PR #402, opened 2021-05-17
Add app logs cmd

### LINKED ISSUE #367: Application logs endpoint and command
The only time we show logs are during staging. There is no way for the user to read the application logs in the command line.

════════════════════

# [What you will do]
Retype the data exactly as it reads.

# [Written response]
PR #402, opened 2021-05-17
Add app logs cmd

### LINKED ISSUE #367: Application logs endpoint and command
The only time we show logs are during staging. There is no way for the user to read the application logs in the command line.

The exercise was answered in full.